The integration of artificial intelligence in healthcare has created a new era of advancements, reshaping patient care and revolutionizing public health interventions. Through artificial intelligence, healthcare providers and public health authorities can optimize interventions, leading to more precise and efficient responses that enhance patient outcomes and address public health challenges effectively. The past decade has witnessed a rapid digital transformation across industries, and healthcare is no exception. This evolution is evident in the widespread adoption of electronic health records and healthcare information systems and the integration of diverse technologies, including handheld, wearable, and smart devices.

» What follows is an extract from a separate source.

PR #8349, opened 2023-02-16
Upgrade to msw 1.0.x

### LINKED ISSUE #8340: Update msw to 1.0.X
Upgrade msw from 0.36.8 to 1.0.X. Will still not be able to upgrade to Node 18 sadly.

A central challenge in this digital shift lies in representing data from multiple sources and modalities for downstream machine learning tasks. This complexity stems from the varied longitudinal or contextual events in patients' historical records, encompassing lab tests, vital signs, diagnoses, and drug administration. Additionally, the challenge extends to predictive modeling and constructing robust models that accurately classify future health events, taking into consideration heterogeneous health-related data. Electronic phenotyping, crucial for identifying fine-grained disease/patient clusters, is also a central problem when utilizing multisource and multimodal information effectively to create meaningful patient profiles. In the context of public health interventions, exemplified by crises like the COVID-19 pandemic, decision-making requires a delicate balance between optimizing intervention effectiveness and considering economic and societal well-being.

This Ph.D. thesis seeks to unravel the potential of multisource and multimodal health observational data in generating patient phenotypes and predictions for both individual health and public health surveillance. It addresses the following central question: How can multisource and multimodal observational health data be effectively harnessed, using machine learning, to enhance patient and public health? Comprising five studies, the thesis confronts challenges posed by diverse data sources and modalities, exploring strategies for creating comprehensive patient profiles, developing robust classification models, and employing clustering methods tailored to observational health data. The research seeks to provide valuable insights into integrating AI in healthcare, with a specific emphasis on the complexities of multisource and multimodal data integration. It underscores the importance of exploring heterogeneous health observational data to deepen our understanding of patient health and optimize machine learning applications. Emphasizing the intricate nature of health data, the thesis discusses careful data handling and innovative methodologies to maximize its potential impact on improving patient outcomes and informing public health strategies. The effective management of heterogeneous observational health data requires thoughtful consideration due to their varied sources and inherent complexities.